The results presented offer compelling support for the proposed STUN methodology:

  • STUN vs. Unstructured Pruning:
    • STUN significantly outperforms unstructured pruning methods alone across various models and tasks. For instance, at 40% sparsity, STUN retains GSM8K's original accuracy, whereas unstructured pruning methods show notable performance degradation.
    • The performance gains of STUN are consistent across different pruning methods, like OWL and Wanda.
  • Expert Pruning Efficiency:
    • The authors demonstrate that their O(1)O(1) expert pruning methodology outperforms the more computationally expensive existing approaches.
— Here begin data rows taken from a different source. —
PR #1088, opened 2020-04-30
Action recognition demo update

druzhkov-paul:
Summary of the changes:

- [x] Decoder model is now optional. If it's not specified, then encoder's outputs within a time window are averaged.
- [x] Label smoothing has been made optional and configurable. Default behavior is still the same as before, though.
- [x] Length of sequence that decoder takes as input has also been made configurable.

### DIFF
--- a/demos/python_demos/action_recognition/action_recognition.py
+++ b/demos/python_demos/action_recognition/action_recognition.py
@@ -1,6 +1,6 @@
 #!/usr/bin/env python3
 """
- Copyright (c) 2019 Intel Corporation
+ Copyright (c) 2020 Intel Corporation
 
  Licensed under the Apache License, Version 2.0 (the "License");
  you may not use this file except in compliance with the License.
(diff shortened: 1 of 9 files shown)


druzhkov-paul:
@snosov1

druzhkov-paul:
@Wovchena Yes, this is the reason.

demos/python_demos/action_recognition/action_recognition_demo/models.py
```diff
@@ -115,6 +111,28 @@ def wait_request(self, req_id):
...
+        self.requests[req_id] = self._average(model_input)
+    
+    def infer(self, model_input):
+        return self._average(model_input)
+
+    def wait_request(self, req_id):
+        assert req_id in self.requests
+        output = self.requests[req_id]
+        del self.requests[req_id]
+        return output
```
IRDonch, line 133:
```suggestion
        return self.requests.pop(req_id)
```

demos/python_demos/action_recognition/action_recognition_demo/models.py
```diff
@@ -115,6 +111,28 @@ def wait_request(self, req_id):
         return self.exec_net.requests[req_id].outputs[self.output_name]
 
 
+class DummyDecoder:
+    def __init__(self, *args, num_requests=1, **kwargs):
```
IRDonch, line 115: `args` and `kwargs` are unused.

demos/python_demos/action_recognition/action_recognition_demo/steps.py
```diff
@@ -27,11 +27,11 @@
 from .queue import Signal
 
 
-def run_pipeline(video, encoder, decoder, render_fn, fps=30):
+def run_pipeline(video, encoder, decoder, render_fn, decoder_seq_size=16, fps=30):
     pipeline = AsyncPipeline()
     pipeline.add_step("Data", DataStep(video), parallel=False)
     pipeline.add_step("Encoder", EncoderStep(encoder), parallel=False)
-    pipeline.add_step("Decoder", DecoderStep(decoder), parallel=False)
+    pipeline.add_step("Decoder", DecoderStep(decoder, sequence_size=decoder_seq_size), parallel=False)
```
IRDonch, line 34: I can understand the sequence size being configurable when you're using the dummy decoder, but does it make sense to override it when using a real decoder? IMO, the code should only allow the `--seq` option to be set when `-m_de` is unspecified, and otherwise derive the sequence size from the decoder's input shape.

demos/python_demos/action_recognition/action_recognition_demo/models.py
druzhkov-paul: :+1: Done.

demos/python_demos/action_recognition/action_recognition_demo/models.py
druzhkov-paul: Removed those.

demos/python_demos/action_recognition/action_recognition_demo/steps.py
druzhkov-paul: Implemented.

demos/python_demos/action_recognition/action_recognition.py
```diff
@@ -88,27 +91,37 @@ def main():
...
     encoder = IEModel(encoder_xml, encoder_bin, ie, encoder_target_device,
                       num_requests=(3 if args.device == 'MYRIAD' else 1))
-    decoder = IEModel(decoder_xml, decoder_bin, ie, decoder_target_device, num_requests=2)
-    video_demo(encoder, decoder, videos, args.no_show, args.utilization_monitors, args.fps, labels)
+
+    if args.m_decoder is not None:
+        decoder_xml = args.m_decoder
+        decoder_bin = args.m_decoder.replace('.xml', '.bin')
+        decoder = IEModel(decoder_xml, decoder_bin, ie, decoder_target_device, num_requests=2)
+        decoder_seq_size = decoder.input_size[1]
```
IRDonch, line 115: You should make sure that the `--seq` option was not specified, so that the user isn't led to believe that it does something when it does not.

druzhkov-paul: These arguments are in a mutually exclusive group. Isn't it enough?

IRDonch: Oh, my bad. Didn't realize you did that.

PR #1091, opened 2020-05-06
AC: use input dtype for onnxruntime launcher

eaidova:
resolves problem with BERT processing  (with int64 input precision) via ONNX Runtime launcher


eaidova:
Jenkins please retry a build

PR #1094, opened 2020-05-07
AC: Yolo adapter refactoring

eizamaliev:


tools/accuracy_checker/accuracy_checker/adapters/yolo.py
```diff
@@ -1,13 +1,40 @@
...
+from ..config import BoolField, NumberField, StringField, ConfigValidator, ListField, ConfigError
 from ..representation import DetectionPrediction
 from ..topology_types import YoloV1Tiny, YoloV2, YoloV2Tiny, YoloV3, YoloV3Tiny
 from ..utils import get_or_parse_value
 
+DetectionBox = namedtuple('DetectionBox', ["x", "y", "w", "h", "confidence", "probabilities"])
+
+
+class YoloOutputProcessor:
+    def __init__(self, coord_correct=lambda x: x, size_correct=lambda x: np.exp(x), conf_correct=lambda x: x,
```
eaidova, line 15: I agree with pylint that lambda transition x->x  by default may be excess, probably we can stay None and perform correction only if provided

tools/accuracy_checker/accuracy_checker/adapters/README.md
```diff
@@ -44,6 +46,8 @@ AccuracyChecker supports following set of adapters:
   * `threshold` - minimal objectness score value for valid detections (default 0.001).
   * `input_width` and `input_height` - network input width and height correspondingly (default 416).
   * `outputs` - the list of output layers names (optional), if specified there should be exactly 3 output layers provided.
```
eaidova, line 48: cells missed for yolo_v3 adapter

tools/accuracy_checker/accuracy_checker/adapters/yolo.py
```diff
@@ -235,7 +286,18 @@ def parameters(cls):
                 description="The list of output layers names (optional),"
                             " if specified there should be exactly 3 output layers provided."
             ),
-            'anchor_masks': ListField(optional=True, description='per layer used anchors mask')
+            'anchor_masks': ListField(optional=True, description='per layer used anchors mask'),
+            'cells': ListField(
+                optional=True, default=[13, 26, 52],
```
eaidova, line 291: please note that usage this values as default will require update at least config for mobilefacedet-v1-mxnet since it has different cell size. Also not sure about model yolo-v3-spp (with 608x608 input resolution)

eizamaliev: I solved this problem, may be little bit messy, but should work for both models, if they keep 4d shape. Also original config for yolo-v3-tf should work with flat output.

eaidova: what about check `mobilefacedet-v1-mxnet`? This model also use this adapter and have different from standart cells

tools/accuracy_checker/accuracy_checker/adapters/README.md
```diff
@@ -33,6 +33,8 @@ AccuracyChecker supports following set of adapters:
   * `coords` - number of bbox coordinates (default 4).
   * `num` - num parameter from DarkNet configuration file (default 5).
   * `cells` - number of cells across width and height (default 13).
+  * `raw_output` - enabling additional preprocessing for raw YOLO output format (default `False`).
+  * `output_format` - setting output layer format - boxes first (`BHW`)(default, also default for generated IRs), boxes last (`HWB`). Applicable only if network output not 3D (4D with batch) tensor.
```
eaidova, line 37:
```suggestion
  * `output_format` - setting output layer format:
      - `BHW` - boxes first (default, also default for generated IRs).
      - `HWB` - boxes last. 
      Applicable only if network output not 3D (4D with batch) tensor.
```

tools/accuracy_checker/accuracy_checker/adapters/yolo.py
eizamaliev: Well, the idea is to use `cells` option only if output not 3d or `do_reshape=True`. The `mobilefacedet-v1-mxnet` has 3d output tensor, so default cells will be ignored. This is not good idea, more silver bullet, but it is preferable than new adapter for now.

eaidova: ok, now I am patient that we do not break something :)

tools/accuracy_checker/accuracy_checker/adapters/yolo.py
```diff
@@ -1,13 +1,40 @@
...
 from ..utils import get_or_parse_value
 
+DetectionBox = namedtuple('DetectionBox', ["x", "y", "w", "h", "confidence", "probabilities"])
+
+
+class YoloOutputProcessor:
+    def __init__(self, coord_correct=None, size_correct=None, conf_correct=None,
+                 prob_correct=None, coord_normalizer=(1, 1), size_normalizer=(1, 1)):
+        self.coord_correct = coord_correct if coord_correct else lambda x: x
+        self.size_correct = size_correct if size_correct else lambda x: np.exp(x)
```
eaidova, line 18: no need in lambda, you can directly call numpy function
```suggestion
        self.size_correct = size_correct if size_correct else  np.exp
```

PR #332, opened 2021-05-17
Add a test of a group tx which  will execute a same app update

amityadav0:
- https://www.pivotaltracker.com/story/show/178116575

### DIFF
--- a/packages/runtime/test/fixtures/app-update/assets/approval_program.py
+++ b/packages/runtime/test/fixtures/app-update/assets/approval_program.py
@@ -1,0 +1,54 @@
+from pyteal import *
+
+def app():
+    '''
+    - An app with 2 global variables: `total: int` and `counter: int`.
+        - (on app creation), `counter = 0, n = 10`
+    - The app update accepts exactly one argument: `n: int`
+    - On update call the app verifies that: `n >= 1`,  increments `app.counter += 1` and:
+        * when `app.counter % 2 == 0` then update `app.total += n`
+        * otherwise, subtract: `app.total -= n`
+    '''
+    total = Bytes("total")
+    counter = Bytes("counter")
+
+    on_creation = Seq([
+        App.globalPut(counter, Int(0)),
+        App.globalPut(total, Int(10)),
+        Return(Int(1))
+    ])
+
+    common_checks = Assert(And(
+        Txn.application_args.length() == Int(1),
+        Btoi(Txn.application_args[0]) >= Int(1)
+    ))
+
+    on_success = Seq([
+        App.globalPut(total, App.globalGet(total) + Btoi(Txn.application_args[0])),
+        App.globalPut(counter, App.globalGet(counter) + Int(1)),
+        common_checks
+    ])
+
+    on_fail = Seq([
+        App.globalPut(total, App.globalGet(total) - Btoi(Txn.application_args[0])),
+        App.globalPut(counter, App.globalGet(counter) + Int(1)),
+        common_checks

This efficiency is realized by leveraging pretrained model weights to discern latent clustering structures among experts, achieving superior pruning outcomes without extensive computational overhead.
  • Scalability and Robustness:
    • The paper illustrates that STUN scales favorably with the increasing trend of deploying large MoE models comprising numerous small experts, which provides more pruning flexibility.
    • Furthermore, the paper establishes that MoEs inherently exhibit robustness to structured pruning and that the expert-pruned networks remain robust to subsequent unstructured pruning, further enhancing the efficacy of the STUN approach.

Implications and Future Directions

The STUN framework has significant implications for the deployment and scalability of MoE-based LLMs. By demonstrating that a strategic combination of structured and unstructured pruning can maintain, and in some cases even enhance, performance, the research provides a foundational advancement for optimizing large-scale models.

Practical Implications:

  • The methodology facilitates the deployment of large MoE models in resource-constrained environments by substantially reducing the memory and computational requirements.
  • With the potential to maintain high performance with fewer computational resources, this approach can democratize access to advanced LLMs, enabling broader usage in various applications.

Theoretical Implications:

  • The work opens new avenues for exploring the latent structures within neural networks, particularly in the context of model pruning.
  • The robust performance of STUN suggests that exploring more hybrid pruning methodologies could yield further improvements, not only in MoEs but also in other neural network architectures.

Future Developments:

  • The correlation between pruning robustness and the kurtosis of weights introduces an intriguing dimension for future investigations. Further work could seek to refine these theoretical underpinnings, optimizing pruning strategies even further.
  • Expanding the scope of STUN to non-MoE models and integrating the approach with emerging model architectures will be an interesting direction for future research.

In conclusion, the STUN methodology offers a scalable, efficient, and effective alternative to traditional unstructured pruning techniques for MoE models, presenting a significant step forward in the optimization of large neural networks. The approach's robustness, scalability, and empirical success underscore its potential for broad application across various domains of AI research and deployment.